» **Work task**: Those lines of the following listing which contain the string "same" should be returned.
■ ■ ■
PR #5018, opened 2024-01-02
refactor(NcCheckboxRadioSwitch): move comment to have a single root node

ShGKme:
Having a comment directly in a template may cause issues in `@vue/test-utils` and other tools that consider such a component to have two root nodes in a fragment: a comment node and a `span` node.

Also, replaced `null` with `undefined` to remove minor typing issue.

No visual changes.

### 🏁 Checklist

### DIFF
--- a/src/components/NcCheckboxRadioSwitch/NcCheckboxContent.vue
+++ b/src/components/NcCheckboxRadioSwitch/NcCheckboxContent.vue
@@ -21,16 +21,16 @@
 -->
 
 <template>
-	<!--
-		label can't be used here because of shift+click firefox bug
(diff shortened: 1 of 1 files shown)


raimund-schluessler (approved):

skjnldsv:
> Having a comment directly in a template may cause issues in `@vue/test-utils` and other tools that consider such a component to have two root nodes in a fragment: a comment node and a `span` node.

Does it??? Omg, I really thought it would be smart enough :see_no_evil: 
Thanks for catching this :sweat_smile:

skjnldsv (approved):

PR #5045, opened 2024-01-09
fix(NcDateTimePicker): Use ISO week numbers if `showWeekNumber` is set

### LINKED ISSUE #5044: `NcDateTimePicker` week labels off by one
Originally reported in https://github.com/nextcloud/tasks/issues/2366.

See here:
Screenshot 2024-01-09 at 13-17-51 Aufgaben - Nextcloud

The first week of January should be the week with the starting year's first Thursday in it (the formal
ISO definition), see https://en.wikipedia.org/wiki/ISO_8601

In the screenshot above, the first week starts 7 days to early. What is labeled as `1` should be `53` of 2022.

susnux:
### ☑️ Resolves

* Fix #5044 

Use ISO week numbers by default, but still allow users to override it using the `formatter`  prop.

### 🖼️ Screenshots

🏚️ Before | 🏡 After
---|---
Screenshot_20240109_135501|Screenshot_20240109_135514

### 🏁 Checklist

### DIFF
--- a/src/components/NcDateTimePicker/NcDateTimePicker.vue
+++ b/src/components/NcDateTimePicker/NcDateTimePicker.vue
@@ -127,7 +127,7 @@ export default {
 		:append-to-body="appendToBody"
 		:clearable="clearable"
 		:format="format ? format : formatTypeMap"
-		:formatter="formatter"
+		:formatter="internalFormatter"
 		:lang="lang ? lang : defaultLang"
 		:minute-step="minuteStep"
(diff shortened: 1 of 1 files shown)


raimund-schluessler (approved):
Works well :+1:
There are just two trailing commas missing.

susnux:
>  There are just two trailing commas missing.

fixed

ShGKme (approved):

PR #5050, opened 2024-01-09
[next] chore(deps): bump `vue` to `3.4.13`

raimund-schluessler:
### ☑️ Resolves

* Bumps vue to 3.4.13.

### DIFF
--- a/package-lock.json
+++ b/package-lock.json
@@ -92,7 +92,7 @@
         "npm": "^9.0.0"
       },
       "peerDependencies": {
-        "vue": "^3.3.7"
+        "vue": "^3.4.13"
       }
     },
     "node_modules/@aashutoshrathi/word-wrap": {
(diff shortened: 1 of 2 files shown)


ShGKme:
> Unfortunately, the `NcAppSidebarTabs` component breaks and does not render the tab list initially.
> 
> For some reason, the value of the `hasMultipleTabs` computed of `NcAppSidebarTabs` is not updated in the template, although correctly calculated.

Hmm.. Interesting, I'll have a look later today.

Since Vue 3.4 was released 12 days ago, it already have had 7 patches with many bug fixes and 2 reverts 🙈

raimund-schluessler:
> Since Vue 3.4 was released 12 days ago, it already have had 7 patches with many bug fixes and 2 reverts 🙈

Yes, I saw that as well. Maybe we just need to wait for two weeks and the problem will be fixed by vue 3.4.14 😄🙈

raimund-schluessler:
3.4.8 didn't do the trick yet.

raimund-schluessler:
This really is a weird issue.

- Showing the tabs dynamically via user input / v-if works when going from 2 to 3 tabs. Hiding tabs always works, e.g. going from 3 to 2 to 1 to none renders the component correctly.
- Showing tabs does not work when going from 1 to 2 tabs, only adding a third tab makes all three appear.
- Putting `tabs.length` somewhere in the template, or using a computed that uses `tabs.length` as a number makes the component work. Converting `tabs.length` to a Boolean in a computed does not work, using it as a Boolean in the template still works.

Something is a bit off with the reactivity system :thinking:

raimund-schluessler:
3.4.10 didn't fix it either. I created a minimal reproduction example and reported it in the vue repository. See https://github.com/vuejs/core/issues/10082.

ShGKme:
A workaround - replace `created` with `mounted`, so it updates in a new tick. A bit less performant, but should be fine as we don't have many tabs usually.

raimund-schluessler:
> A workaround - replace `created` with `mounted`, so it updates in a new tick. A bit less performant, but should be fine as we don't have many tabs usually.

Interesting. I don't have a strong opinion here. I am fine with merging with the workaround or wait for the vue devs to handle the issue.
I would tend to use the workaround, since we don't know when the issue will be fixed in vue, though. We can go back to `created` once the issue is fixed.

ShGKme:
Vue 3.4.11 has a patch to fix the issue 🥳

raimund-schluessler:
Pushed vue 3.4.11 and reverted the change to NcAppSidebarTabs.

ShGKme (approved):
🥳

raimund-schluessler:
> Yes, I saw that as well. Maybe we just need to wait for two weeks and the problem will be fixed by vue 3.4.14 😄🙈

We are at `3.4.13` already which contains another fix for the issue. If we don't merge soon, we will reach `3.4.14` before merging as predicted :smile: :see_no_evil:

susnux (approved):

PR #5058, opened 2024-01-11
[next] fix(NcCheckboxContent): correctly check default slot

raimund-schluessler:
### ☑️ Resolves

* Fixes the detection whether `NcCheckboxContent` has text. Before, it would always be `true` leading to a wrong padding right.

### 🖼️ Screenshots

🏚️ Before | 🏡 After
---|---
grafik | grafik

### DIFF
--- a/src/components/NcCheckboxRadioSwitch/NcCheckboxRadioSwitch.vue
+++ b/src/components/NcCheckboxRadioSwitch/NcCheckboxRadioSwitch.vue
@@ -301,8 +301,10 @@ export default {
 				<slot name="icon" />
 			</template>
 
-			<!-- @slot The checkbox/radio label -->
-			<slot />
+			<template v-if="!!$slots.default" #default>
+				<!-- @slot The checkbox/radio label -->
+				<slot />
+			</template>
 		</NcCheckboxContent>
 	</component>
 </template>


src/components/NcCheckboxRadioSwitch/NcCheckboxContent.vue
```diff
@@ -166,6 +167,10 @@ export default {
 		},
 	},
 
+	methods: {
+		isSlotPopulated,
+	},
```
ShGKme, line 172: > eslint
>
> The "computed" property should be above the "methods" property on line 170

ShGKme (commented):
Isn't it fixable on `NcCheckboxRadioSwitch`'s side same as in some other component? To avoid tripple rendering.

```html
<template v-if="!!$slots.default" #default>
  <slot />
</template>
```

raimund-schluessler:
> Isn't it fixable on `NcCheckboxRadioSwitch`'s side same as in some other component? To avoid tripple rendering.
> 
> ```
> <template v-if="!!$slots.default" #default>
>   <slot />
> </template>
> ```

Yes, of course. Thanks for remembering that! Fixed it.

src/components/NcCheckboxRadioSwitch/NcCheckboxRadioSwitch.vue
```diff
@@ -302,7 +302,9 @@ export default {
 			</template>
 
 			<!-- @slot The checkbox/radio label -->
-			<slot />
+			<template v-if="!!$slots.default" #default>
+				<slot />
+			</template>
```
ShGKme, line 307: Not sure, but I'd expect `<!-- @slot` works only directly before `<slot>`

ShGKme: Cannot check on Netlify 🙈

raimund-schluessler: Yeah, probably. Adjusted.

ShGKme (approved):

skjnldsv (approved):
■ ■ ■
» **The answer**:
Isn't it fixable on `NcCheckboxRadioSwitch`'s side same as in some other component? To avoid tripple rendering.
> Isn't it fixable on `NcCheckboxRadioSwitch`'s side same as in some other component? To avoid tripple rendering.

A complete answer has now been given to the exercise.